Advances in optical imaging in the diagnosis of traumatic brain injury

Traumatic brain injury (TBI), a leading cause of neurological disability, imposes a critical need for early and precise diagnosis due to its complex pathological heterogeneity, which directly impacts treatment efficacy and patient prognosis. Although conventional imaging techniques (e.g., CT, MRI) provide structural insights, their inherent limitations in molecular specificity, sensitivity for subtle lesions, and real-time dynamic monitoring necessitate the development of complementary approaches. Optical imaging, including fluorescence, bioluminescence, and photoacoustic imaging, have emerged as powerful tools, enabling non-invasive, real-time, and molecular-specific visualization of pathological cascades with high spatiotemporal resolution.
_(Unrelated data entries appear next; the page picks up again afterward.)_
PR #1934, opened 2018-09-14
Migration script fix (apollo1 -> apollo2)

abretaud:
Hi,
I had to modify the script to migrate data from an old apollo 1 instance to a 2.1.0 instance. Here's the patch.
It mainly fixes some IllegalThreadStateException occuring randomly

It works, BUT, I see it doesn't migrate all the names, symbols, dbxrefs that people entered on the old server. Is there a way to migrate this data too? It is for ~700 genes, so people will not like entering it again

### DIFF
--- a/docs/web_services/examples/groovy/Apollo1Operations.groovy
+++ b/docs/web_services/examples/groovy/Apollo1Operations.groovy
@@ -19,7 +19,12 @@ static def getFeature(url,track,cookieFile,ignorePrefix){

In the field of TBI diagnosis, optical imaging has become a research hotspot. In this review, we systematically explore the mechanisms of optical imaging methods and discuss the latest advances in their use for TBI diagnosis and TBI biomarker identification, and further discusses the possible future development of optical imaging in early diagnosis of TBI.

Statement of significance

(1) Highlights the limitations of current clinical imaging (CT/MRI) in detecting traumatic brain injury (TBI). (2) Showcases the unique advantages of optical imaging (e.g., fluorescence, photoacoustic, afterglow) for TBI diagnosis. (3) Introduces a timely, interdisciplinary review bridging nanomaterials, optical imaging, and TBI diagnostics.